Task details.
Take the material below and reproduce, word for word, only the lines from the line with "PR #3094, opened 2022-01-14" through the line with "This fixes numerous".

━━━━━━━━━━

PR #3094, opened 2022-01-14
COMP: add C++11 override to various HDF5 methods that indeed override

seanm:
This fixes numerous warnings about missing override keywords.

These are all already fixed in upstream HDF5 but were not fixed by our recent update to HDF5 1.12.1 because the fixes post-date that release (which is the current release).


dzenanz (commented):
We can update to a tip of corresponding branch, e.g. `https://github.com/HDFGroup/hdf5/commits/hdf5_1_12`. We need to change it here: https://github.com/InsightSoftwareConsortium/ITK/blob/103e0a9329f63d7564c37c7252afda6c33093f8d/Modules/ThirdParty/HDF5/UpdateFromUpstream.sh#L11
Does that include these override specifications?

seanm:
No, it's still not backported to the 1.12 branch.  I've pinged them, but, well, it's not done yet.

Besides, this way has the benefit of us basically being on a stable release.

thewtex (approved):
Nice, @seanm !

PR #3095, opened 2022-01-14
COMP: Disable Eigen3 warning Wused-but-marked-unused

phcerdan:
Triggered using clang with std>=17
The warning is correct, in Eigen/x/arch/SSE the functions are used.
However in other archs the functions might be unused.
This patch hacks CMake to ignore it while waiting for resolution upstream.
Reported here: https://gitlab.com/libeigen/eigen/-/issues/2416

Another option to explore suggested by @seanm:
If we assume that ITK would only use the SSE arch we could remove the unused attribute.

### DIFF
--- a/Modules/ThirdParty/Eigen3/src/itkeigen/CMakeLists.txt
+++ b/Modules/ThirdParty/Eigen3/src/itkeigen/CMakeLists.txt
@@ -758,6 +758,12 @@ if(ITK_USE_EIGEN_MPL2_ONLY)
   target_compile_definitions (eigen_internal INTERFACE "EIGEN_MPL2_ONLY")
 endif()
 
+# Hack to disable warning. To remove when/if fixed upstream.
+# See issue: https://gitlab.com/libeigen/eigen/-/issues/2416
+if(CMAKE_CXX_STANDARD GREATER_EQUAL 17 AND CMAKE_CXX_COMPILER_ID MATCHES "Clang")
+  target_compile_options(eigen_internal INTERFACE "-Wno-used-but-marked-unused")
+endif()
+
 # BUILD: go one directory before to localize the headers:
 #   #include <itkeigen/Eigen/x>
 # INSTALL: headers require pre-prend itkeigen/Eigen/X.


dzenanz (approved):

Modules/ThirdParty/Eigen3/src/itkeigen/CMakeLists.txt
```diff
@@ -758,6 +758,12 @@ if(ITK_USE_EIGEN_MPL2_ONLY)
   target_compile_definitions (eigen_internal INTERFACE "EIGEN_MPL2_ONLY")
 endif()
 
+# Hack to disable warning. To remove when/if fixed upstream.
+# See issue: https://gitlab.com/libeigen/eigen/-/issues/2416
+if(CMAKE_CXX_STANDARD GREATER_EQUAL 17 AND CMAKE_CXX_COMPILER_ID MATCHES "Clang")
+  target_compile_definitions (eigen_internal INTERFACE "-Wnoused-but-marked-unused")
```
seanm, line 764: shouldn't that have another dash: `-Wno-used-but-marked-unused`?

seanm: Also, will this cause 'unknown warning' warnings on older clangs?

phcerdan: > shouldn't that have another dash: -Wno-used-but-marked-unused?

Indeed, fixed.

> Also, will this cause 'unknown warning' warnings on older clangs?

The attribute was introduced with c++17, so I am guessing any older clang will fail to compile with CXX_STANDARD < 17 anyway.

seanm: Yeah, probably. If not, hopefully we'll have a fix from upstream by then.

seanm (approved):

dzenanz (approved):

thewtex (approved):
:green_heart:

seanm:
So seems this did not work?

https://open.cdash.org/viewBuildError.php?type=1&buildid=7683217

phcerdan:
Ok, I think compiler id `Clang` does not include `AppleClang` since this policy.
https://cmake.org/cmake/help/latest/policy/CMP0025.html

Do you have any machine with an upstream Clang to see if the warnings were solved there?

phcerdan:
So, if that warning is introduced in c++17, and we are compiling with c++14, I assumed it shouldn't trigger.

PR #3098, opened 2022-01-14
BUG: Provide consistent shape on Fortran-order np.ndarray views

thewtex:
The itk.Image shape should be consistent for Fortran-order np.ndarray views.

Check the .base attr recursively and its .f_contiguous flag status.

━━━━━━━━━━

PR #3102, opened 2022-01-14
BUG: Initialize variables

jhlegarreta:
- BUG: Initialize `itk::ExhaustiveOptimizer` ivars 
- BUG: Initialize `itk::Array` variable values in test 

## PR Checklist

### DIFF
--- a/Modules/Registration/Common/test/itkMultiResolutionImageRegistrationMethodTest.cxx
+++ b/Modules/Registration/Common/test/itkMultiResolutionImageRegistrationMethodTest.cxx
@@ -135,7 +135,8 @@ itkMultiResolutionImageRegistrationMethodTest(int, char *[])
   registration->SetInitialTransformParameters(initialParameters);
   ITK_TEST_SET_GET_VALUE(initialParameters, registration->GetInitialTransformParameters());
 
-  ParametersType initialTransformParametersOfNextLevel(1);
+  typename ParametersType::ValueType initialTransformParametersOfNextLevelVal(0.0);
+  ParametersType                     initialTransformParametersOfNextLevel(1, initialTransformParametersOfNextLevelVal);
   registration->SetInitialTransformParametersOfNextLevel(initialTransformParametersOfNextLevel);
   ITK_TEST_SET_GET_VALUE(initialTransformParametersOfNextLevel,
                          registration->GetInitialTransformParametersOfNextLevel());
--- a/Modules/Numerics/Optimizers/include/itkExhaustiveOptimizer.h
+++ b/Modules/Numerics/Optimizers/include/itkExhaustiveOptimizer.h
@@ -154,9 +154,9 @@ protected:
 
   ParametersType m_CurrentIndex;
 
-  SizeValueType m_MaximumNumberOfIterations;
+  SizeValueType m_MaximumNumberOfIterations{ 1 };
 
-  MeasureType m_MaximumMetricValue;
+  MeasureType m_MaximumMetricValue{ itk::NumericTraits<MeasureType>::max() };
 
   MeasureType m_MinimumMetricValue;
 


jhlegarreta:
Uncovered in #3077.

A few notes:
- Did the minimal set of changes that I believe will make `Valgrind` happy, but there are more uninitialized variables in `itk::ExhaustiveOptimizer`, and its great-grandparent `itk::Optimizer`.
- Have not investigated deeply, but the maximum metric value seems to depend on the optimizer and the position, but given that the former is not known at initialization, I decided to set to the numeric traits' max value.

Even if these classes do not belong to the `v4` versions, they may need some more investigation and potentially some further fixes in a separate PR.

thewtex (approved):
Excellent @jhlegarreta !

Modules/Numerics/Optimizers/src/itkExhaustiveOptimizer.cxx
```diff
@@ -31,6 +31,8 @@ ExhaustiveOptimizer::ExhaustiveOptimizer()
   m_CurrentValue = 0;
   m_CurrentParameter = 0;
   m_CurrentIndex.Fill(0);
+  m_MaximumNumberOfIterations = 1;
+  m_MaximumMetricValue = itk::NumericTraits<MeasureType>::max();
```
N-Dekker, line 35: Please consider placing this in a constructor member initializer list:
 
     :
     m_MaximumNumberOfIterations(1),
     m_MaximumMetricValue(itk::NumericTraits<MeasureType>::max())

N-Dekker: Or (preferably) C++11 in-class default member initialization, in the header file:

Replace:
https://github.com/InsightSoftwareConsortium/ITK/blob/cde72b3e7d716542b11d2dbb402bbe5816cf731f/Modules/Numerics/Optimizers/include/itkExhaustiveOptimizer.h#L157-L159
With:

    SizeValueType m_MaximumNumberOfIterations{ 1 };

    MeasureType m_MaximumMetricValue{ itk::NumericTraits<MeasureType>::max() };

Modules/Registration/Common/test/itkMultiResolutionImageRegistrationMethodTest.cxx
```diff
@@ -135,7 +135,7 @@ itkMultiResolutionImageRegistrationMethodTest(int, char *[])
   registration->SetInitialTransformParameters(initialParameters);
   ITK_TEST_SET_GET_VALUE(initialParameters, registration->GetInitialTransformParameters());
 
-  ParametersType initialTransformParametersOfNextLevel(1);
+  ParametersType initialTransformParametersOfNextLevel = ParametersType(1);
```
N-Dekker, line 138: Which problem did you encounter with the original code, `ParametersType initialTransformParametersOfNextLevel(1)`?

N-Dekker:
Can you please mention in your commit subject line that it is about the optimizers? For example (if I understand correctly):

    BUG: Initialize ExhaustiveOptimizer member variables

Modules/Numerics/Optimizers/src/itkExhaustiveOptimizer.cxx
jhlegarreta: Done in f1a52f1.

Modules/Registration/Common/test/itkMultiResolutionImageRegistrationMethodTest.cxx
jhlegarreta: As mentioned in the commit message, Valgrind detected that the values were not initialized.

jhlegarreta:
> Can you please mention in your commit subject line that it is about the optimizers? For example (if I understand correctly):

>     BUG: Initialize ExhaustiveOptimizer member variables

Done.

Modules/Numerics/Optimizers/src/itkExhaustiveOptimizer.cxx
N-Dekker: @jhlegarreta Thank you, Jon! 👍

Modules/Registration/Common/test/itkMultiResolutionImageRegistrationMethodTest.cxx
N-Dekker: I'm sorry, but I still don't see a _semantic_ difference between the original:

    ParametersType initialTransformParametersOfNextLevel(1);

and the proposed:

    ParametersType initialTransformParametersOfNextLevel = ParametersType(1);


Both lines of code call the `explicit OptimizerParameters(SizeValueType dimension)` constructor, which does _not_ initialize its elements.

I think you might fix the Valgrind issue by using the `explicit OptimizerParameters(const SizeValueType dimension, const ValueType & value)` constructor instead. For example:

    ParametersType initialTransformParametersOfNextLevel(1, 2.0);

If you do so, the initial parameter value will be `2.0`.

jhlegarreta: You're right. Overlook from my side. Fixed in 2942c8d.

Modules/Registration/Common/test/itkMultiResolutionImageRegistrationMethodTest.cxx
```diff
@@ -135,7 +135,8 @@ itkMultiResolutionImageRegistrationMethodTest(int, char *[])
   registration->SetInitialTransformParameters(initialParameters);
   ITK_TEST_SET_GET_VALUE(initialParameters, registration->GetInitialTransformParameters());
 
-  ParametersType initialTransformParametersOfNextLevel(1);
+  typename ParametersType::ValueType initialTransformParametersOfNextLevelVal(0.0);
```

━━━━━━━━━━

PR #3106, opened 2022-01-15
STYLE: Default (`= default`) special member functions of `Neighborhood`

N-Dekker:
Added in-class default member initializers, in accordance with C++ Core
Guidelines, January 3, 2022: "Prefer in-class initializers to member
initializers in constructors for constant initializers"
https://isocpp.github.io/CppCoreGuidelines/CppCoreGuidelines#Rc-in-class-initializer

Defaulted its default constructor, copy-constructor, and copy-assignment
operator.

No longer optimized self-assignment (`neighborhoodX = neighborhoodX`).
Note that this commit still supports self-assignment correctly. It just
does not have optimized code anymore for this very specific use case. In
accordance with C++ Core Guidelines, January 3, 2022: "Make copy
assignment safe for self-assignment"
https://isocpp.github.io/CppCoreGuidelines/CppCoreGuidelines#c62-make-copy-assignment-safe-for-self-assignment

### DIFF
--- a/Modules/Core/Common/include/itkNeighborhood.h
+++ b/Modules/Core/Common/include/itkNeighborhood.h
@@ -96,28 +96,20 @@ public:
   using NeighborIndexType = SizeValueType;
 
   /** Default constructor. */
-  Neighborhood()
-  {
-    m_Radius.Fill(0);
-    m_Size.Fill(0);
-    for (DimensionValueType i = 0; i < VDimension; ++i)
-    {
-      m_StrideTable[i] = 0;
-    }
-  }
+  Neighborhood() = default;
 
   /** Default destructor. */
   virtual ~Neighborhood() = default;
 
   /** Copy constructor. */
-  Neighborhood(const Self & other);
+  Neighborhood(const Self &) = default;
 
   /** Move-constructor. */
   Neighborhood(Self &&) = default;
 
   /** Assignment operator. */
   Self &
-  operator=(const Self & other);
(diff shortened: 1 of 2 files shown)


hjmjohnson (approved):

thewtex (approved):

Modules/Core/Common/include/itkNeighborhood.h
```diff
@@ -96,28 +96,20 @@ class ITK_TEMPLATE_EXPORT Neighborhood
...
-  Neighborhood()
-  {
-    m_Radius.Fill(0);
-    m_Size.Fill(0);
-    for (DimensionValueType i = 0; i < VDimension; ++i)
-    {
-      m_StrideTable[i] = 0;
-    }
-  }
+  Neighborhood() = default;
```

━━━━━━━━━━

Response box.
PR #3094, opened 2022-01-14
COMP: add C++11 override to various HDF5 methods that indeed override

seanm:
This fixes numerous warnings about missing override keywords.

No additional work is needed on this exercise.